Understanding a number of the key characteristics to contemplate when evaluating and comparing streaming technologies.

As data architectures have gotten an increasing number of mature, streaming is not any longer considered a luxury but a technology with a big selection of applications across different industries. Due to technical and resource limitations, batch processing was the truth is at all times the popular strategy to process and deliver applications, although with the event of micro-batch and native streaming frameworks in distributed systems based on Apache, high-scale streaming has now change into far more accessible (Figure 1).
Some example applications for using streaming systems, will be processing: transaction data to identify anomalies, weather data, IoT data from distant locations, geo-location tracking, etc.

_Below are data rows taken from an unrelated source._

PR #14309, opened 2023-11-03
Inactive appveyor partially

donho:
Keep only x64 release build in Appveyor


donho:
https://github.com/notepad-plus-plus/notepad-plus-plus/commit/02e4202d681a8cb79ff5db5ceabeba262969ce99

PR #14330, opened 2023-11-06
Fix hasSelection wrongly detected

### LINKED ISSUE #14322: Multiple Selections: Copy, Cut and "Convert Case" commends may be wrongly disabled
**STR:**
Enable "Multiple Selections".
```
Test1
Test2
```
Select `Test1`.
Press Ctrl and **single-click** on `Test2` (thin selection).

**Result:**
The Copy, Cut and "Convert Case" commends are wrongly disabled.

 https://github.com/notepad-plus-plus/notepad-plus-plus/blob/950236bb8f8e85d678912939c00183e85c6417f6/PowerEditor/src/Notepad_plus.cpp#L2558

Replacing that line with
```cpp
bool hasSelection = !_pEditView->execute(SCI_GETSELECTIONEMPTY);
```
solves the issue.

_There might be other issues in selection-related operations caused by not using `SCI_GETSELECTIONEMPTY`._

***

Notepad++ v8.5.8.

donho:
Fix #14322

### DIFF
--- a/PowerEditor/src/Notepad_plus.cpp
+++ b/PowerEditor/src/Notepad_plus.cpp
@@ -2555,7 +2555,7 @@ void Notepad_plus::enableCommand(int cmdID, bool doEnable, int which) const
 
 void Notepad_plus::checkClipboard()
 {
-	bool hasSelection = (_pEditView->execute(SCI_GETSELECTIONSTART) != _pEditView->execute(SCI_GETSELECTIONEND));
+	bool hasSelection = _pEditView->hasSelection();
 	bool canPaste = (_pEditView->execute(SCI_CANPASTE) != 0);
 	enableCommand(IDM_EDIT_CUT, hasSelection, MENU | TOOLBAR);
 	enableCommand(IDM_EDIT_COPY, hasSelection, MENU | TOOLBAR);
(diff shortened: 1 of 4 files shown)


Yaron10:
@donho,

Thank you for your work.

```
Test1
Test2
```
Select `Test1`.
Press Ctrl and **single-click** on `Test2` (thin selection).
Multi-select All. 

**Result:**
NPP crashes.

In this case we shouldn't care about other-selections. The commands should operate on the main-caret.
\- If you invoke the Find dialog, `Test2` would be correctly set in "Find what".

I haven't tested the shortcuts as I don't understand the concept.

donho:
@Yaron10 
> Result:
NPP crashes.

>In this case we shouldn't care about other-selections. The commands should operate on the main-caret.
>- If you invoke the Find dialog, Test2 would be correctly set in "Find what".

Thank you for finding it!
Hmm... there's an infinite loop on SCI_MULTIPLESELECTADDEACH while multi-selection is on and main selection has no selection, wired.
I will try to prevent from such situation.

> I haven't tested the shortcuts as I don't understand the concept.

No problem.

Yaron10:
Regardless of the crash, the commands should operate on the main-caret.
1. The other-selections are irrelevant in this case.
2. What should happen if you have **two** other-selections?

donho:
> What should happen if you have two other-selections?

Fixed it with the old code. It should work better now.

Yaron10:
Great. 👍

Thank you again.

There are two key sorts of streaming processing systems: micro-batch and real-time:
- In real-time streaming processing, each record is processed as soon because it becomes available. This may subsequently end in systems with a really low latency, able to make immediate use of the incoming data (e.g. detecting fraudulent transactions in financial systems).
- In micro-batch processing systems, data points are as a substitute not processed one after the other but in small blocks after which returned after specific time intervals or once reached a maximum storage size. The sort of approach favors subsequently high throughput over low latency. Finally, micro-batch systems will be particularly useful if all in favour of performing complex operations similar to aggregates (e.g. min, max, mean), joins, etc… on the fly before outputting the leads to a storage system. Micro batch processing can subsequently be considered a superb compromise between pure streaming and batch when performing for instance hourly reporting tasks (e.g. mean weather temperature, etc.).